= Desire Machine Collective =

Culture of Assam

Desire Machine Collective is a group of media practitioners based in Guwahati, in the state of Assam in India. Collaborating since 2004 as Desire Machine Collective, Sonal Jain and Mriganka Madhukaillya employ film, video, sound, space, photography and objects in their installations and works. Their use of experimental techniques and the political character of their narratives have contributed to their growth as one of the leading artist collaboratives in India's contemporary art scene.
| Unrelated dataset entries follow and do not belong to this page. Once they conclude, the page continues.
PR #4454, opened 2024-08-29
[inline_comments_data_collection] Run the script on Taskcluster

benjaminmah:
Makes necessary changes to register and upload dataset when run on Taskcluster, as well as adding it to the pipeline.

### DIFF
--- a/infra/data-pipeline.yml
+++ b/infra/data-pipeline.yml
@@ -234,6 +234,45 @@ tasks:
         owner: release-mgmt-analysis@mozilla.com
         source: ${repository}/raw/master/data-pipeline.yml
 
+    - ID: fixed-comments-retrieval
+      created: { $fromNow: "" }
+      deadline: { $fromNow: "2 days" }
+      expires: { $fromNow: "1 year" }
+      provisionerId: proj-bugbug
+      workerType: compute-small
+      dependencies:
+        - revisions-retrieval
+      payload:
+        env:
+          TC_SECRET_ID: project/bugbug/production
+        maxRunTime: 86400
+        image: mozilla/bugbug-base:${version}
+        command:
+          - "bugbug-data-bugzilla"
+
+        artifacts:
+          public/bugs.json.zst:
+            path: /data/fixed_comments.json.zst
+            type: file
+          public/bugs.json.version:
+            path: /data/fixed_comments.json.version
+            type: file
+
+        features:
+          taskclusterProxy: true
+      scopes:
+        - "secrets:get:project/bugbug/production"
+      routes:
+        - notify.email.release-mgmt-analysis@mozilla.com.on-failed
+        - notify.irc-channel.#bugbug.on-failed
+        - index.project.bugbug.fixed_comments.${version}
+        - index.project.bugbug.fixed_comments.latest
+      metadata:
+        name: bugbug fixed comments retrieval
+        description: bugbug fixed comments retrieval
+        owner: release-mgmt-analysis@mozilla.com
+        source: ${repository}/raw/master/data-pipeline.yml
+
     - ID: issues-retrieval
       created: { $fromNow: "" }
       deadline: { $fromNow: "2 days" }
--- a/infra/data-pipeline.yml
+++ b/infra/data-pipeline.yml
@@ -248,7 +248,7 @@ tasks:
         maxRunTime: 86400
         image: mozilla/bugbug-base:${version}
         command:
-          - "bugbug-data-bugzilla"
+          - "bugbug-fixed-comments"
 
         artifacts:
           public/bugs.json.zst:
--- a/scripts/inline_comments_data_collection.py
+++ b/scripts/inline_comments_data_collection.py
@@ -6,6 +6,7 @@ import re
 import requests
 from libmozdata.phabricator import PhabricatorAPI
 
+from bugbug.db import register, upload
 from bugbug.tools.code_review import PhabricatorReviewData
 from bugbug.utils import get_secret
 
@@ -176,6 +177,9 @@ def process_comments(patch_threshold, diff_length_threshold):
                 }
                 yield data
 
+        if patch_threshold == 0:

Their works have been showcased at some major international festivals and renowned museums. They were a part of the inaugural Indian Pavilion at the 54th International Art exhibition of the Venice Biennale and nominated for the LUMA award. Their artworks have been exhibited at the Solomon Guggenheim Museum New York and the Deutsche Guggenheim in Berlin.

==History==
Sonal Jain is a fine arts graduate from the Maharaja Sayajirao University of Vadodara, Gujarat, India. She subsequently served as a faculty member in Communication Design at the National Institute of Design in Ahmedabad, India. Mriganka Madhukaillya received a degree in physics from Fergusson College in Pune and completed his postgraduate work in film and video at the National Institute of Design. He currently teaches at IIT Guwahati. Their similar concerns and ideas of the nation, the centre-periphery divide and issues like fascism and globalization, led them to negotiate these complex spaces through art.

==Influences and Art==
Assuming their name and theoretical disposition from Anti-Oedipus: Capitalism and Schizophrenia, a seminal text from 1972 by French philosopher Gilles Deleuze and psychoanalyst Félix Guattari, Desire Machine Collective seeks to disrupt the neurotic symptoms that arise from constricting capitalist structures with healthier, schizophrenic cultural flows of desire and information. Their primary aim is to ‘confront the many forms of fascism that lead to violence and injustice through their practice, both regionally in Guwahati, Assam, and around the world’. Desire Machine Collective attempts to move beyond a form that is representative and deal with complexities of image construction which deals with image as perception, time and location. They attempt to free the perception from being bound to a single standpoint and immobile eye, thereby challenging the ‘Renaissance perspectival stable view of the viewer looking out of the window, which creates an absolute distinction between the grounded viewer and the world in flux out there brought to focus from this point of grounded vision.’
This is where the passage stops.